The advisory council of Egypt's scientists and experts

Agency overview
- Formed: 2014; 12 years ago
- Headquarters: Cairo, Egypt;
- Agency executive: Abdel Fattah el-Sisi;
- Parent agency: Presidency of Egypt

= Advisory council of Egypt's scientists and experts =

The advisory council of Egypt's scientists and experts, المجلس الأستشارى لعلماء و خبراء مصر is an advisory council formed by the Egyptian President Abdel Fattah el-Sisi in September 2014. Made up of academics and experts, according to the Presidency, the council aims to provide a strategic vision for the state in the future and to provide advisory opinions on projects such as the new Suez Canal development project. President Sisi also said that the council will help aid in correcting religious discourse, improving media discourse and improving the quality of education and linking it to the needs of the market.

==Formation==

The advisory council members include:

===Education and scientific research===

- Dr. Ahmed Zewail, Nobel laureate, Professor of Physics and the director of the Physical Biology Centre for the Ultrafast Science and Technology at the California Institute of Technology.
- Dr. Nabil Aly, Construction and rehabilitation of structures Professor at Berlin University.
- Dr. Vector Rizkallah, Former Vice president at Leibniz University Hannover and former president of Engineers chamber in Germany.
- Dr. Nabil Fouad Grees, Head of engineering department and director of Center for innovative materials research (CIMR) at Lawrence Technological University.

===Megaprojects===

- Eng. Hany Azer, Chief Engineer of Germany's fourth largest train station in Berlin, Berlin Hauptbahnhof.

===Energy===

- Eng. Hany el-Nokrashy, CEO and founder of El-Nokrashy company for engineering in Germany, member of Federation of German Scientists (VDW) and Chairman of the Board of Trustees at DESERTEC.
- Eng. Ibrahim Samak, Founder, Engcotec.

===Agriculture===

- Dr. Hany Abdullah
- Dr. Hany El-Kateb for agriculture and forestry

===Geology===

- Dr. Farouk El-Baz, Research Professor, Director of the Center for Remote Sensing at Boston University and adjunct Professor of Geology at the Faculty of Science, Ain Shams University
- Dr. Mohamed el-Bahy

===IT===

- Dr. Aly el-Faramawi, Corporate Vice President at Microsoft Corporation and its President of Middle East & Africa.

===Economy===

- Dr. Mohamed A. El-Erian, Chief Economic Adviser at Allianz and former CEO of PIMCO.

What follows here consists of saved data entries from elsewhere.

PR #305, opened 2026-08-28
fix: not_regex should handle all value types like regex

eeshsaxena:
## Problem

The `regex` and `not_regex` operators handle value types differently. `regex` coerces both sides with `valueToString`, so it accepts strings, ints, floats, and bools:

```go
if operator == "regex" {
    r, err := getOrCompileRegex(valueToString(value))
    if err != nil { return false, nil }
    return r.MatchString(valueToString(override_value)), nil
}
```

`not_regex` instead uses a manual `string`/`int` type switch and returns an error for anything else:

```go
if valueString, ok := override_value.(string); ok {
    match = r.MatchString(valueString)
} else if valueInt, ok := override_value.(int); ok {
    match = r.MatchString(strconv.Itoa(valueInt))
} else {
    return false, errors.New("value type not supported")
}
```

The important gap is `float64`: JSON numbers deserialize to `float64`, so a `not_regex` condition on a numeric property value errors out even though the same value works with `regex`:

```
regex     ^1  vs float64(123)  ->  (true,  <nil>)
not_regex ^1  vs float64(123)  ->  (false, "value type not supported")   ❌
```

## Fix

Make `not_regex` mirror `regex`, coercing both the pattern and the property value with `valueToString`. This handles all value types and keeps the two operators consistent. Added `TestMatchPropertyNotRegexHandlesAllValueTypes` (string, int, float64).

## Testing

`go test .` passes (full package suite, including the new test).

### DIFF
--- a/.changeset/fix-not-regex-value-types.md
+++ b/.changeset/fix-not-regex-value-types.md
@@ -2,4 +2,4 @@
 "posthog-go": patch
 ---
 
-Fix `not_regex` local flag evaluation erroring on non-string/int property values. The `not_regex` operator used a manual string/int type switch and returned an error for other types, most notably `float64`, which is what JSON numbers deserialize to, so it failed on a numeric property value even though `regex` handled it. `not_regex` now coerces both sides with `valueToString`, mirroring `regex`.
+Fix `not_regex` local flag evaluation erroring on non-string/int property values. The `not_regex` operator used a manual string/int type switch and returned an error for other types, most notably `float64`, which is what JSON numbers deserialize to, so it failed on a numeric property value even though `regex` handled it. `not_regex` now coerces both sides with `valueToString`, mirroring `regex`. It also no longer coerces a `nil` property value to the Go-specific `<nil>` string; like the server, a null property now yields no-match for `not_regex`.
--- a/.changeset/fix-not-regex-value-types.md
+++ b/.changeset/fix-not-regex-value-types.md
@@ -2,4 +2,4 @@
 "posthog-go": patch
 ---
 
-Fix `not_regex` local flag evaluation erroring on non-string/int property values. The `not_regex` operator used a manual string/int type switch and returned an error for other types, most notably `float64`, which is what JSON numbers deserialize to, so it failed on a numeric property value even though `regex` handled it. `not_regex` now coerces both sides with `valueToString`, mirroring `regex`. It also no longer coerces a `nil` property value to the Go-specific `<nil>` string; like the server, a null property now yields no-match for `not_regex`.
+Fix `not_regex` local flag evaluation erroring on non-string/int property values. The `not_regex` operator used a manual string/int type switch and returned an error for other types, most notably `float64`, which is what JSON numbers deserialize to, so it failed on a numeric property value even though `regex` handled it. `not_regex` now coerces both sides with `valueToString`, mirroring `regex`. An explicit `nil` property value is represented as `null`, matching the feature flags evaluation service rather than Go's default `<nil>` representation.
--- a/.changeset/fix-not-regex-value-types.md
+++ b/.changeset/fix-not-regex-value-types.md
@@ -1,0 +1,5 @@
+---
+"posthog-go": patch
+---
+
+Fix `not_regex` local flag evaluation erroring on non-string/int property values. The `not_regex` operator used a manual string/int type switch and returned an error for other types, most notably `float64`, which is what JSON numbers deserialize to, so it failed on a numeric property value even though `regex` handled it. `not_regex` now coerces both sides with `valueToString`, mirroring `regex`.
--- a/feature_flags_matching_test.go
+++ b/feature_flags_matching_test.go
@@ -309,6 +309,20 @@ func TestMatchPropertyRegex(t *testing.T) {
 	}
 }
 
+func TestMatchPropertyNotRegexHandlesAllValueTypes(t *testing.T) {
+	// not_regex must coerce like regex does. JSON numbers arrive as float64,
+	// which the old manual type switch rejected with an error even though
+	// regex handled it.
+	for _, ov := range []interface{}{"123", 123, 123.0, float64(123)} {
+		m, err := matchProperty(FlagProperty{Key: "k", Value: "^1", Operator: "not_regex"}, NewProperties().Set("k", ov))
+		require.NoError(t, err)
+		require.False(t, m) // "123" matches ^1, so not_regex is false
+	}
+	m, err := matchProperty(FlagProperty{Key: "k", Value: "^9", Operator: "not_regex"}, NewProperties().Set("k", 123.0))
+	require.NoError(t, err)
+	require.True(t, m) // "123" does not match ^9
+}
+
 func TestMatchPropertyContains(t *testing.T) {
 	shouldMatch := []interface{}{"value", "value2", "value3", "value4", "343tfvalue5"}
 
--- a/feature_flags_matching_test.go
+++ b/feature_flags_matching_test.go
@@ -322,17 +322,19 @@ func TestMatchPropertyNotRegexHandlesAllValueTypes(t *testing.T) {
 	require.NoError(t, err)
 	require.True(t, m) // "123" does not match ^9
 
-	// A nil property value must not be coerced to Go's "<nil>" string. Like the
-	// server (posthog-python only allows None for "is_not"), a regex operator
-	// yields no-match for a null property.
+	// The feature flags evaluation service stringifies a null property as "null"
+	// before matching it. not_regex must negate the regex result as usual.
 	m, err = matchProperty(FlagProperty{Key: "k", Value: "^1", Operator: "not_regex"}, NewProperties().Set("k", nil))
 	require.NoError(t, err)
-	require.False(t, m)
-	// Regression guard: a pattern that would match the literal "<nil>" must not
-	// sneak through for a null property.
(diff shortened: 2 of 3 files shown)


eeshsaxena:
This pairs with the exact/is_not consistency fix in #299 and is independent of it. The practical trigger is common: a not_regex flag condition on a numeric property (an ID, a version code, an age) that arrives as a JSON number, which becomes float64 in Go, currently errors instead of evaluating. Routing through valueToString keeps not_regex in step with regex for every value type.

featureflags.go
```diff
@@ -1205,32 +1215,18 @@ func matchProperty(property FlagProperty, properties Properties) (bool, error) {
...
-			return false, errors.New("regex expression not allowed")
-		}
-
-		r, err := getOrCompileRegex(pattern)
+		// Mirror the "regex" branch above: coerce both sides with valueToString
+		// so all property/flag value types are handled. The previous manual
+		// string/int type switch errored on other types, most notably float64,
+		// which is what JSON numbers deserialize to, so not_regex failed on a
+		// numeric property value even though regex handled it.
+		r, err := getOrCompileRegex(valueToString(value))
```
dustinbyrne, line 1229: a bit of an edge case, but since we're in here, one minor deviation from the feature flags evaluation service is if `value` is `nil`, the string representation returned is `<nil>`

e.g.  with the following properties:

 ```json
   { "k": null }
 ```

 and condition:

 ```json
   {
     "key": "k",
     "operator": "not_regex",
     "value": "^null$"
   }
 ```

this would match remotely, but not match here.

dustinbyrne (commented):
hey @eeshsaxena, thanks for another pull request here! i ran an agentic review for compatibility, and it had one minor finding i've described below. it's small enough in scope that it seems worth fixing.

featureflags.go
```diff
@@ -1215,32 +1215,18 @@ func matchProperty(property FlagProperty, properties Properties) (bool, error) {
...
-		if valueString, ok := value.(string); ok {
-			pattern = valueString
-		} else if valueInt, ok := value.(int); ok {
-			pattern = strconv.Itoa(valueInt)
-		} else {
-			return false, errors.New("regex expression not allowed")
-		}
-
-		r, err := getOrCompileRegex(pattern)
+		// Mirror the "regex" branch above: coerce both sides with valueToString
```
haacked: `suggestion`: This comment describes the string/int type switch the PR deletes, so once merged it will explain code that is no longer there. It also duplicates what the two lines below it already show.

Deleting it keeps the style consistent with [the `regex` branch above](https://github.com/PostHog/posthog-go/blob/f8425e91b7430a818fd726fc0fc9e0b30749d566/featureflags.go#L1207-L1214), which carries only `// invalid regex`. The changeset already records why the coercion changed.

featureflags.go
```diff
@@ -1215,32 +1215,18 @@ func matchProperty(property FlagProperty, properties Properties) (bool, error) {
...
-		if valueString, ok := override_value.(string); ok {
-			match = r.MatchString(valueString)
-		} else if valueInt, ok := override_value.(int); ok {
-			match = r.MatchString(strconv.Itoa(valueInt))
-		} else {
-			return false, errors.New("value type not supported")
-		}
-
-		return !match, nil
+		return !r.MatchString(valueToString(override_value)), nil
```
haacked: `suggestion`: Building on @dustinbyrne's `nil` note, [`valueToString`](https://github.com/PostHog/posthog-go/blob/f8425e91b7430a818fd726fc0fc9e0b30749d566/featureflags.go#L1810) falls through to `fmt.Sprint` for `nil`, slices, and maps, so this SDK compares against `<nil>` and `[a b]` where the flags service compares against `null` and `["a","b"]`. Before this PR, the old branch rejected these types with `errors.New("value type not supported")`, and that error reaches [`GetFeatureFlag`](https://github.com/PostHog/posthog-go/blob/f8425e91b7430a818fd726fc0fc9e0b30749d566/featureflags.go#L643), which calls `/flags` when `OnlyEvaluateLocally` is false. Now the SDK answers them locally with a different string format.

The coercion belongs in one helper both branches call, so `regex` and `not_regex` are not re-split by the fix. If you would rather keep this PR to the `float64` fix, a follow-up covering both regex branches is a clean split; worth saying so on the thread so the `nil` behavior is a decision rather than a side effect.

feature_flags_matching_test.go
```diff
@@ -309,6 +309,20 @@ func TestMatchPropertyRegex(t *testing.T) {
 	}
 }
 
+func TestMatchPropertyNotRegexHandlesAllValueTypes(t *testing.T) {
```
haacked: `suggestion`: The test varies the property value but never the pattern, so it misses the other half of the change. `value` also moved from the type switch to [`valueToString`](https://github.com/PostHog/posthog-go/blob/f8425e91b7430a818fd726fc0fc9e0b30749d566/featureflags.go#L1223), and both cases here pass a string pattern (`"^1"` and `"^9"`) that the old code handled identically. You could revert the pattern side to the type switch and this test would still pass.

[`FlagProperty.Value`](https://github.com/PostHog/posthog-go/blob/f8425e91b7430a818fd726fc0fc9e0b30749d566/featureflags.go#L177) is `interface{}` with a `json:"value"` tag, so a condition carrying `"value": 4` deserializes to `float64(4)`, which the old branch rejected with "regex expression not allowed". An `int` pattern would not catch it, since the old switch accepted `int`. The ["non string value" block in `TestMatchPropertyRegex`](https://github.com/PostHog/posthog-go/blob/f8425e91b7430a818fd726fc0fc9e0b30749d566/feature_flags_matching_test.go#L290-L308) is the one to mirror, with `Value: float64(4)`.

The name promises all value types, so it is worth either covering the pattern side or narrowing the name.

feature_flags_matching_test.go
```diff
@@ -309,6 +309,20 @@ func TestMatchPropertyRegex(t *testing.T) {
...
+	// not_regex must coerce like regex does. JSON numbers arrive as float64,
+	// which the old manual type switch rejected with an error even though
+	// regex handled it.
+	for _, ov := range []interface{}{"123", 123, 123.0, float64(123)} {
```
haacked: `nit`: `123.0` and `float64(123)` are the same element here, since an untyped float constant in an `[]interface{}` becomes `float64`, so the loop covers three types rather than four and runs `float64` twice. Swapping one for `int64(123)` picks up the remaining scalar arm of [`valueToString`](https://github.com/PostHog/posthog-go/blob/f8425e91b7430a818fd726fc0fc9e0b30749d566/featureflags.go#L1795-L1813), which formats `int64` with `strconv.FormatInt`, so it still stringifies to "123" and the `require.False` assertion holds.

```suggestion
	for _, ov := range []interface{}{"123", 123, int64(123), float64(123)} {
```

.changeset/fix-not-regex-value-types.md
```diff
@@ -0,0 +1,5 @@
+---
+"posthog-go": patch
+---
+
+Fix `not_regex` local flag evaluation erroring on non-string/int property values. The `not_regex` operator used a manual string/int type switch and returned an error for other types, most notably `float64`, which is what JSON numbers deserialize to, so it failed on a numeric property value even though `regex` handled it. `not_regex` now coerces both sides with `valueToString`, mirroring `regex`.
```
haacked: `nit`: This text lands verbatim in [`CHANGELOG.md`](https://github.com/PostHog/posthog-go/blob/f8425e91b7430a818fd726fc0fc9e0b30749d566/CHANGELOG.md), where it would be the first entry naming an unexported helper, while published entries reference operators or exported identifiers (`is_set`, `icontains`, `FlagKeys`) and describe what the SDK does now rather than what the code used to do.

Try: "Evaluate `not_regex` against all property value types instead of erroring on values that are not a string or int, matching `regex`."

dustinbyrne:
also, your commits will need to be signed in order to be eligible for merge

eeshsaxena:
Good catch, thanks. Fixed: a `nil` property value now returns no-match for `not_regex` rather than being coerced to Go's `<nil>` string. That matches the server and posthog-python, which only allow `None` for `is_not` (`NONE_VALUES_ALLOWED_OPERATORS = ["is_not"]`) and otherwise treat a null property as no-match. Added a regression test (including a `^<nil>$` pattern to pin the exact case you described) and noted it in the changeset.

On signing: understood, I'll get the commits signed so it's merge-eligible.

featureflags.go
marandaneto: Fixed in fa1d6b4. Reproduced with `go test . -run '^TestMatchPropertyNotRegexHandlesAllValueTypes$' -count=1`: the backend-parity case for `nil` with `^1` returned false before the change. Explicit `nil` is now matched as `"null"`, so `^1` yields true and `^null$` yields false; the focused test and `go test ./...` pass. All three PR commits are now signed and verified.

marandaneto (approved):

marandaneto:
blocking: Preserve evaluation-service semantics for null — featureflags.go:1222

 The feature-flags evaluation service represents an explicit JSON null as "null" during regex matching, so not_regex "^1"
  should be true while not_regex "^null$" should be false. This unconditional return makes every not_regex condition
 false for null properties; previously this unsupported value produced an error and triggered authoritative remote
 fallback, whereas the new definitive result can incorrectly disable locally evaluated flags. Reproduction: reproduced —
 go test . -run '^TestReviewNotRegexNullUsesEvaluationServiceSemantics$' -count=1 fails on the reviewed head because
 pattern "^1" returns false instead of true.

i fixed this issue and pushed changes with signed commits so its ready to be merged

PR #310, opened 2026-09-03
feat(distributed-cache): Add distributed cache support

avasenin:

Our tech stack is ruby/go and we would like to use https://posthog.com/docs/feature-flags/local-evaluation/distributed-environments

This PR adds support of this feature for go sdk.

Run tests full suite, please i used example to test out that its working as expected, fetch flags definitions and re-use it and next fetch if needed

## :pencil: Checklist

- [x] I run examples manually with keys and make sure it works as it should

### If releasing new changes

## 🤖 Agent context

- Used existing 3 PRs in ruby/js/python as reference
- Decided to not bring Redis dependency and use file cache in examples to not increase footprint


flag_definition_cache.go
```diff
@@ -0,0 +1,31 @@
+package posthog
+
+import "context"
+
+// FlagDefinitionCacheData is the set of local evaluation data for a project.
+type FlagDefinitionCacheData struct {
```
dustinbyrne, line 6: Since this is a new exported Go struct, could we prevent external unkeyed literals now—for example, with a private zero-sized field (`_ struct{}`)? Otherwise, adding future definition metadata can break consumers using positional `FlagDefinitionCacheData{...}` literals. All current call sites already use keyed literals, so this is inexpensive to establish before release.

flag_definition_cache.go
```diff
@@ -0,0 +1,31 @@
...
+	Flags            []FeatureFlag            `json:"flags"`
+	GroupTypeMapping map[string]string        `json:"group_type_mapping"`
+	Cohorts          map[string]PropertyGroup `json:"cohorts"`
```
dustinbyrne: Could we include `MinimalFlagCalledEvents bool` in this payload and round-trip it through API loads, cache loads, and 304 republishes? The current cache path applies `false`, so a leader can honor the server’s `minimal_flag_called_events` gate while followers emit full `$feature_flag_called` events. Node and Python preserve this value, and the feature-flag-called-tracker spec requires it to survive shared-cache round trips. Since this is an exported struct, adding the field now also avoids changing its public shape later.

featureflags.go
```diff
@@ -512,10 +517,101 @@ func (poller *FeatureFlagsPoller) run() {
...
+		poller.Logger.Errorf("[FEATURE FLAGS] Cache provider GetFlagDefinitions failed: %s", err)
+		return false
+	}
+	if data == nil {
+		return false
+	}
+
+	// The ETag is dropped: a later conditional request must not be answered with 304
+	// against an ETag whose payload this instance no longer holds.
+	poller.applyFlagDefinitions(*data, "", false)
```
dustinbyrne: Could we validate provider data before applying it and retain the current definitions when validation fails? A provider deserializing JSON `{}` returns a non-nil `FlagDefinitionCacheData`, after which this path replaces valid warm definitions with an empty set. A malformed multivariate definition with a missing rollout percentage can also panic during preprocessing. Both are reachable through the file/JSON provider pattern in this PR, and sdk-specs requires malformed provider data not to crash or erase last-known-good state. This can remain scoped to the new cache boundary; an explicitly present empty `Flags` slice should remain a valid cache hit.

featureflags.go
```diff
@@ -2322,6 +2417,7 @@ func (poller *FeatureFlagsPoller) ForceReload() {
 
 func (poller *FeatureFlagsPoller) shutdownPoller() {
 	close(poller.shutdown)
+	poller.shutdownCacheProvider()
```
dustinbyrne: Could we wait for the poll loop and any in-flight provider operation to finish before calling `Shutdown`, and bound cleanup using the caller’s `CloseWithContext` deadline? Closing `poller.shutdown` only signals the loop; an active `ShouldFetchFlagDefinitions` can resume after `Shutdown` completes and call the provider again. I also reproduced a 20 ms `CloseWithContext` remaining blocked because provider cleanup received this separate 30-second deadline. I’m only asking that the newly added provider lifecycle be ordered and bounded correctly, not for a broader poller rewrite.

config.go
```diff
@@ -126,6 +126,12 @@ type Config struct {
 	// polling delay. When set, it overrides DefaultFeatureFlagsPollingInterval.
 	NextFeatureFlagsPollingTick func() time.Duration
 
+	// FlagDefinitionCacheProvider shares local evaluation flag definitions with other
+	// SDK instances through an external cache. Only used when SecretKey is configured.
+	//
+	// EXPERIMENTAL: this API may change in a minor version bump.
+	FlagDefinitionCacheProvider FlagDefinitionCacheProvider
```
dustinbyrne, line 135: Since this is a new feature, could you also add a minor `.changeset/*.md` entry? `RELEASING.md` has instructions for creating one.

examples/flag_definition_cache.go
```diff
@@ -0,0 +1,209 @@
...
+		return
+	}
+	defer os.RemoveAll(dir)
+
+	fmt.Printf("Two instances sharing the cache in %s\n\n", dir)
+
+	clients := make([]posthog.Client, 0, 2)
+	caches := make([]*FileFlagCache, 0, 2)
+
+	for i := 0; i < 4; i++ {
```
dustinbyrne: The function comment, output, slice capacities, and later “both instances” message all describe two clients, but this loop creates four. Could we change the bound to `2`, or update the rest of the example consistently if four is intentional?

dustinbyrne (commented):
hey @avasenin, thanks for putting this together! i've used an agent to compare this to other implementations and have some findings below. i'm around if you want any of these taken off your plate. otherwise i'll leave it to you!

avasenin:
hey @dustinbyrne . i think i finished with all comments. let me know what do u think

featureflags.go
```diff
@@ -512,10 +519,121 @@ func (poller *FeatureFlagsPoller) run() {
...
+// fetchNewFeatureFlags refreshes the local feature flag definitions used for local
+// evaluation. These should not be confused with the feature flags fetched from the
+// flags API.
 func (poller *FeatureFlagsPoller) fetchNewFeatureFlags() {
+	if poller.cacheProvider == nil {
+		poller.fetchFlagDefinitions(false)
+		return
+	}
+
+	shouldFetch, err := poller.cacheProvider.ShouldFetchFlagDefinitions(context.Background())
```
haacked: `blocking`: Client.Close() hangs forever when a cache provider call blocks on the default configuration. The three provider calls in the poll cycle use context.Background() (featureflags.go:531, [featureflags.go:556](https://github.com/PostHog/posthog-go/blob/72cd91d544f419709f7c096b518ca58dab048ec7/featureflags.go#L556), [featureflags.go:618](https://github.com/PostHog/posthog-go/blob/72cd91d544f419709f7c096b518ca58dab048ec7/featureflags.go#L618)), so a provider that respects its context has no deadline to honor. Shutdown waits on these calls to finish.

Here's how it deadlocks: run() closes shutdownDone only when it returns ([featureflags.go:501](https://github.com/PostHog/posthog-go/blob/72cd91d544f419709f7c096b518ca58dab048ec7/featureflags.go#L501)), and it cannot return while fetchNewFeatureFlags is inside a provider call. shutdownPoller waits on shutdownDone or ctx.Done() ([featureflags.go:2448-2452](https://github.com/PostHog/posthog-go/blob/72cd91d544f419709f7c096b518ca58dab048ec7/featureflags.go#L2448-L2452)). In loop(), the deferred shutdownPoller(c.ctx) runs before the deferred close(c.shutdown) because defers run last-registered-first ([posthog.go:1726-1729](https://github.com/PostHog/posthog-go/blob/72cd91d544f419709f7c096b518ca58dab048ec7/posthog.go#L1726-L1729)). ShutdownTimeout defaults to 0 ([config.go:440](https://github.com/PostHog/posthog-go/blob/72cd91d544f419709f7c096b518ca58dab048ec7/config.go#L440)), so Close() calls CloseWithContext(context.Background()) ([posthog.go:1418-1420](https://github.com/PostHog/posthog-go/blob/72cd91d544f419709f7c096b518ca58dab048ec7/posthog.go#L1418-L1420)). A background context's Done() channel is nil, so c.cancel() at [posthog.go:1450](https://github.com/PostHog/posthog-go/blob/72cd91d544f419709f7c096b518ca58dab048ec7/posthog.go#L1450) is never reached and c.ctx is never done. Close() then blocks on <-c.shutdown with nothing left to unblock it.

A Redis-backed provider with a blocked connection stops the process from exiting. The SDK already bounds its HTTP request to /flags/definitions with poller.flagTimeout ([featureflags.go:2406-2410](https://github.com/PostHog/posthog-go/blob/72cd91d544f419709f7c096b518ca58dab048ec7/featureflags.go#L2406-L2410)). Bounding the provider calls the same way caps the poll cycle and guarantees Close() terminates. Cancel right after each call rather than deferring, since the three calls live in three different functions and a deferred cancel in fetchNewFeatureFlags would keep the first timer running across the HTTP fetch and the publish too.

ctx, cancel := context.WithTimeout(context.Background(), poller.flagTimeout)
shouldFetch, err := poller.cacheProvider.ShouldFetchFlagDefinitions(ctx)
cancel()

apply the same pattern at featureflags.go:556 and featureflags.go:618.

featureflags.go
```diff
@@ -2320,8 +2439,19 @@ func (poller *FeatureFlagsPoller) ForceReload() {
 	poller.forceReload <- true
 }
 
-func (poller *FeatureFlagsPoller) shutdownPoller() {
+// shutdownPoller stops the polling loop and then releases the cache provider, so
+// that no provider call is in flight when Shutdown runs. It gives up waiting when
+// ctx is done, bounding cleanup by the deadline the caller passed to Close.
+func (poller *FeatureFlagsPoller) shutdownPoller(ctx context.Context) {
```
haacked: `blocking`: Close() now returns a shutdown timeout error to a client that flushed every event successfully when the process times out waiting for the polling loop to exit. On main, shutdownPoller() closed the shutdown channel and returned immediately. This PR makes it wait for the polling goroutine to exit (featureflags.go:2445-2455), and that wait sits inside loop()'s deferred chain ahead of close(c.shutdown), because deferred calls run last-registered-first ([posthog.go:1725-1728](https://github.com/PostHog/posthog-go/blob/72cd91d544f419709f7c096b518ca58dab048ec7/posthog.go#L1725-L1728)). CloseWithContext is parked on c.shutdown ([posthog.go:1444-1455](https://github.com/PostHog/posthog-go/blob/72cd91d544f419709f7c096b518ca58dab048ec7/posthog.go#L1444-L1455)), so it cannot return until the poll loop is done. The poll loop only checks for shutdown between requests, so an in-flight /flags/definitions call runs to completion, bounded by FeatureFlagRequestTimeout, 3 seconds by default ([config.go:256](https://github.com/PostHog/posthog-go/blob/72cd91d544f419709f7c096b518ca58dab048ec7/config.go#L256)).

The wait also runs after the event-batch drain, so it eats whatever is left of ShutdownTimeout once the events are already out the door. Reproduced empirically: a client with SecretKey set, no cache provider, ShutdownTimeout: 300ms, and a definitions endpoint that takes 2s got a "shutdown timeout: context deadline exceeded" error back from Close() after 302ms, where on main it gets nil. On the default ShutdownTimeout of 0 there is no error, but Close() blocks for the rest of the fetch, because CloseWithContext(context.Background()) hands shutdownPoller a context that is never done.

===Medicine and Public Health===

- Dr. Mohamed A. Ghonim
- Sir Magdy Yacoub, Professor of Cardiothoracic Surgery at Imperial College London.

===Mental Health and Societal consensus===

- Dr. Ahmed Okasha, Professor of psychiatry at Ain Shams University and former president of World Psychiatric Association.

===Pre-university education===

- Dr. Mervat Ahmed, Professor of Courses and teaching methods at Benha University.

=== Specialised council for Community Development ===
- Dr. Mohamed A. Zaazoue, Specialist Neurosurgeon and Post-doctoral Research Fellow at Harvard Medical School's Boston Children's Hospital.